Provided records
PR #249, opened 2026-08-28
Manage the Go toolchain version with Renovate instead of Dependabot

kvalliyurnatt:
Manage the Go toolchain version with Renovate instead of Dependabot.

Dependabot’s Docker updater can select abbreviated tags such as 1.27, while the Go archive downloaded during the container build requires a full version such as 1.27.0. This caused the image build to request a nonexistent archive.

### DIFF
--- a/.github/renovate.json
+++ b/.github/renovate.json
@@ -1,0 +1,31 @@
+{
+  "$schema": "https://docs.renovatebot.com/renovate-schema.json",
+  "extends": [
+    "config:recommended",
+    ":disableDependencyDashboard"
+  ],
+  "forkProcessing": "enabled",
+  "ignorePaths": ["vendor/**"],
+  "enabledManagers": ["custom.regex"],
+  "recreateWhen": "always",
+  "pruneStaleBranches": true,
+  "rebaseWhen": "auto",
+  "customManagers": [
+    {
+      "customType": "regex",
+      "managerFilePatterns": [
+        "deployments/devel/Dockerfile"
+      ],
+      "matchStrings": [
+        "FROM golang:(?<currentValue>\\d+\\.\\d+\\.\\d+)"
+      ],
+      "depNameTemplate": "go",
+      "datasourceTemplate": "golang-version",
+      "versioningTemplate": "semver"
+    }
+  ],
+  "labels": [
+    "dependencies",
+    "renovate"
+  ]
+}
--- a/.github/dependabot.yml
+++ b/.github/dependabot.yml
@@ -25,11 +25,6 @@ updates:
     schedule:
       interval: "daily"
 
-  - package-ecosystem: "docker"
-    directory: "/deployments/devel"
-    schedule:
-      interval: "daily"
-
   - package-ecosystem: "github-actions"
     directory: "/"
     schedule:
--- a/.github/workflows/renovate.yaml
+++ b/.github/workflows/renovate.yaml
@@ -1,0 +1,22 @@
+name: Renovate
+
+on:
+  workflow_dispatch:
+  schedule:
+    - cron: "0 9 * * *" # every day at 9:00 AM UTC
+
+jobs:
+  renovate:
+    runs-on: ubuntu-latest
+    steps:
+      - name: Checkout code
+        uses: actions/checkout@v7
+
+      - name: Run Renovate
+        uses: renovatebot/github-action@v46.2.2
+        with:
+          configurationFile: .github/renovate.json
+        env:
+          RENOVATE_TOKEN: ${{ secrets.GITHUB_TOKEN }}
+          RENOVATE_REPOSITORIES: '["NVIDIA/k8s-driver-manager"]'
+          RENOVATE_ONBOARDING: false


deployments/container/Dockerfile.distroless
```diff
@@ -12,6 +12,9 @@
 # See the License for the specific language governing permissions and
 # limitations under the License.
 
+ARG GOLANG_VERSION
+FROM golang:${GOLANG_VERSION} AS go-toolchain
```
cdesiniotis: Alternatively, could we just directly build in this image instead of the CUDA image? That would remove the need to copy over the toolchain. (and one less image for dependabot to raise version bump PRs for)

kvalliyurnatt: @cdesiniotis seems like we used to do that but ran into an issue https://github.com/NVIDIA/k8s-driver-manager/pull/12 that is when we changed to the current way of doing things.

henry118: I "think" we can simplify with following?

```
RUN dnf install -y make git gcc golang
RUN go env -w GOTOOLCHAIN="go${GOLANG_VERSION}"
```

kvalliyurnatt: @henry118 I think `GOTOOLCHAIN="go1.27"` does not work, it needs to be `GOTOOLCHAIN="go1.27.0"`. 

```
> go env -w GOTOOLCHAIN="go1.27"
> GOTOOLCHAIN=go1.27 go version
go: downloading go1.27 (darwin/arm64)
go: invalid toolchain: go1.27 is a language version but not a toolchain version (go1.27.x)
```

The current code I have allows for both `1.27` (which is what dependabot does) and `1.27.0`

rajathagasthya:
mig-parted has switched over to managing Go version using Renovate instead of Dependabot (https://github.com/NVIDIA/mig-parted/pull/467 describes why). We should consider doing the same here too, then we may not have to fix the Dockerfile stages. 

Also, with the current changes we're allowing Dependabot to pin an abbreviated tag such as 1.27. We should pin it to the full patch version instead so we know which Go version is being used.

kvalliyurnatt:
> mig-parted has switched over to managing Go version using Renovate instead of Dependabot ([NVIDIA/mig-parted#467](https://github.com/NVIDIA/mig-parted/pull/467) describes why). We should consider doing the same here too, then we may not have to fix the Dockerfile stages.
> 
> Also, with the current changes we're allowing Dependabot to pin an abbreviated tag such as 1.27. We should pin it to the full patch version instead so we know which Go version is being used.

Thanks @rajathagasthya I like that approach better, I have made changes to use renovate instead of dependabot.

.github/renovate.json
```diff
@@ -0,0 +1,31 @@
...
+  "pruneStaleBranches": true,
+  "rebaseWhen": "always",
+  "customManagers": [
+    {
+      "customType": "regex",
+      "managerFilePatterns": [
+        "deployments/devel/Dockerfile"
+      ],
+      "matchStrings": [
+        "FROM golang:(?<currentValue>\\d+\\.\\d+\\.\\d+)"
```
rajathagasthya, line 20: Let's add `ARG GOLANG_VERSION=1.26.6` in the Dockerfile so it's bumped accordingly.

.github/renovate.json
```diff
@@ -0,0 +1,31 @@
...
+  "ignorePaths": ["vendor/**"],
+  "enabledManagers": ["custom.regex"],
+  "recreateWhen": "always",
+  "pruneStaleBranches": true,
+  "rebaseWhen": "always",
+  "customManagers": [
+    {
+      "customType": "regex",
+      "managerFilePatterns": [
+        "deployments/devel/Dockerfile"
```
rajathagasthya, line 17: ~~This should be `deployments/container/Dockerfile.distroless`. Or both, if we care about this dev Dockerfile.~~

The `deployments/devel/Dockerfile` and `deployments/container/Dockerfile.distroless` setup is a bit weird. It looks like the former exists only to manage Go version.

deployments/container/Dockerfile.distroless
henry118: I see. Thanks for trying it out.

rajathagasthya:
@kvalliyurnatt Should we consider standardizing this configuration across all our repos? If so, let's create issues in the respective repos and add `help-wanted`/`good-first-issue` labels so we can encourage external contributions.

kvalliyurnatt:
@rajathagasthya I was going to ask the same question :) I think it makes sense, I will create the issues

.github/renovate.json
kvalliyurnatt: `deployments/devel/Dockerfile` already has the go version explicitly, the behavior in the  `deployments/container/Dockerfile.distroless` seems to be that a go version needs to be passed otherwise it fails, do we want to change that behavior ? the go version gets passed from `deployments/devel/Dockerfile`  to `deployments/container/Dockerfile.distroless` the way things are configured right now in our repo

.github/renovate.json
kvalliyurnatt: @rajathagasthya correct, I don't have context on why we do it this way, but that is why I thought we just have renovate update that one file and that should get passed down to the distroless docker file.

.github/renovate.json
rajathagasthya: I'm curious to know why this is necessary in this repo, but not in other repos. If there is an opportunity to simplify this and it's fairly straightforward, we should.

kvalliyurnatt: I agree, let me dig into this to figure out why this is the way it is.

kvalliyurnatt: @rajathagasthya seems like this pattern exists in a few of our other repos as well like the mig-parted repo you pointed at earlier
https://github.com/NVIDIA/mig-parted/blob/main/hack/golang-version.sh

Only difference there is in the container Dockerfile we add the Go version explicitly, but in CI that Dockerfile actually gets the Go version from the devel dockerfile similar to what happens here.

Similar thing exists in container toolkit as well.

From what I understand, we want one source of truth for the go version we use, so devel dockerfile seems to have been chosen for that and the version from that gets passed around

The only difference in the mig-parted repo, is we set the GO version in both dockerfiles.

rajathagasthya: Understood. Thanks for digging into this!

.github/renovate.json
```diff
@@ -0,0 +1,31 @@
...
+  "extends": [
+    "config:recommended",
+    ":disableDependencyDashboard"
+  ],
+  "forkProcessing": "enabled",
+  "ignorePaths": ["vendor/**"],
+  "enabledManagers": ["custom.regex"],
+  "recreateWhen": "always",
+  "pruneStaleBranches": true,
+  "rebaseWhen": "always",
```
rajathagasthya: non-blocking: I think we should reconsider rebasing always, which results in waste of CI time/resources. For example, I've had to `ok-to-test` a bunch of times in https://github.com/NVIDIA/gpu-driver-container/pull/976.

kvalliyurnatt: Makes sense, I changed this to on conflict so that it will not always rebase.

rajathagasthya: Should we just use `auto` (default) instead? https://docs.renovatebot.com/configuration-options/#rebasewhen

kvalliyurnatt: Done.

rajathagasthya (approved):
LGTM, thanks!

PR #254, opened 2026-09-02
vfio-manage: bind every PCI function of a GPU, not just the first auxiliary one

jjacobelli:
## Problem

On a host with a multi-function NVIDIA GPU, `vfio-manage bind` can leave the IOMMU group in a
state VFIO will not accept, and starting a VM then fails with:

```
vfio: group 15 is not viable
```

VFIO assigns an entire IOMMU group to a guest and refuses the group unless *every* device in it
is bound to a vfio driver or to no driver at all. A discrete NVIDIA GPU is a multi-function PCI
device:

| Function | Class    | Device                    |
|----------|----------|---------------------------|
| `.0`     | 0x030000 / 0x030200 | VGA / 3D controller |
| `.1`     | 0x040300 | HDA audio                 |
| `.2`     | 0x0c0330 | VirtualLink USB xHCI (Turing-era boards) |
| `.3`     | 0x0c8000 | USB-C UCSI (Turing-era boards) |

After `bind --all`, `.2` is typically still owned by `xhci_hcd`:

```
0000:16:00.0 -> vfio-pci
0000:16:00.1 -> vfio-pci
0000:16:00.2 -> xhci_hcd     <-- group is not viable
0000:16:00.3 -> UNBOUND
```

An *unbound* function is fine; a function owned by a host driver is not.

## Root cause

`getGraphicsAuxDev()` has three limitations that compound:

1. **It returns on the first match.** The `return auxDev, nil` is inside the loop, so at most one
   auxiliary function is ever bound.
2. **It discovers functions only via `consumer:pci:` device links.** The HDA audio function
   creates one; the VirtualLink xHCI and USB-C UCSI functions do not, so they are structurally
   invisible to this code no matter how many matches it collected.
3. **It returns early unless the device is `PCIVgaControllerClass`.** A GPU enumerating as a 3D
   controller (`0x030200`) gets no auxiliary handling at all.

## Fix

Replace it with `getAuxDevices()`, which returns every other PCI function belonging to the same
physical card. Functions are discovered two ways and the results unioned and de-duplicated:

- **sibling functions** sharing a `domain:bus:device` — the only way to reach the VirtualLink
  xHCI and USB-C UCSI functions;
- **`consumer:pci:` device links** — preserving the existing discovery path.

`BindToVFIODriver()` and `UnbindFromDriver()` now iterate over all of them.

Two deliberate constraints:

- **Siblings are scoped to the physical card, not to the IOMMU group.** Where ACS is unavailable
  a group can span an entire root port, and unrelated devices must not be unbound from their
  drivers.
- **A vendor check** guards against acting on anything that is not an NVIDIA function.

## Behaviour preserved

- Devices are still gated on `IsGPU()`, so **NVSwitches are unchanged** — they get no auxiliary
  handling, exactly as before. `IsGPU()` covers both the VGA and 3D controller classes, which is
  what fixes (3) above.
- A GPU whose only auxiliary function is HDA audio behaves exactly as it did.
- Consumer links are still followed wherever they point, so discovery is never narrower than
  before.
- A single-function GPU returns an empty set and takes the same path as today.
- No change to `cmd/vfio-manage/` — CLI behaviour and exit codes are untouched.

## Testing

Nine table-driven cases added in `internal/nvpassthrough/nvpassthrough_test.go`, using a fake
sysfs tree built with `t.TempDir()`:

| Case | Covers |
|---|---|
| Turing board: audio + VirtualLink xHCI + USB-C UCSI all returned | the bug |
| GPU with a single HDA audio function is still returned | pre-existing behaviour |
| Auxiliary device reachable only via a consumer link is still found | discovery not narrowed |
| 3D-controller-class GPU has its auxiliary functions returned | defect (3) |
| NVSwitch has no auxiliary functions handled | behaviour preserved |
| Single-function GPU has no auxiliary devices | no spurious results |
| Sibling function from another vendor is not touched | vendor guard |
| Functions on a different slot are not siblings | card-scoped, not group-scoped |
| A function found both as a sibling and via a consumer link appears once | de-duplication |

Plus `TestGetAuxDevicesReportsCurrentDriver`, since `BindToVFIODriver` skips functions already on
`vfio-pci` and unbinds the rest.

Verified locally:

```
go build ./...   OK
go vet ./...     clean
gofmt            clean
go test ./...    ok
golangci-lint    0 issues
```

---

*This change was written with AI assistance (Claude) and reviewed by me.*

### DIFF
--- a/internal/nvpassthrough/nvpassthrough.go
+++ b/internal/nvpassthrough/nvpassthrough.go
@@ -34,6 +34,7 @@ const (
 	pciDriversRoot    = pciRootDir + "drivers"
 	vfioPCIDriverName = "vfio-pci"
 	consumerPrefix    = "consumer:pci:"
+	nvidiaVendorID    = "0x10de"
 	libModulesRoot    = "/lib/modules/"
 )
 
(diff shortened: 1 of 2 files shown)


cdesiniotis (approved):
LGTM. Thank you @jjacobelli for the contribution!

If you are feeling up to it, we could also use this change in https://github.com/NVIDIA/go-nvlib/tree/main/pkg/nvpassthrough. We have been meaning to update k8s-driver-manager to import this package now from go-nvlib (the `dra-driver-nvidia-gpu` uses this code as well when setting up GPUs for passthrough).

Required work
Word for word, restate the lines of the data above that fall between the line holding "auxiliary function is ever bound." and the line holding "3. **It returns", inclusive, and no other lines.

Expected answer
   auxiliary function is ever bound.
2. **It discovers functions only via `consumer:pci:` device links.** The HDA audio function
   creates one; the VirtualLink xHCI and USB-C UCSI functions do not, so they are structurally
   invisible to this code no matter how many matches it collected.
3. **It returns early unless the device is `PCIVgaControllerClass`.** A GPU enumerating as a 3D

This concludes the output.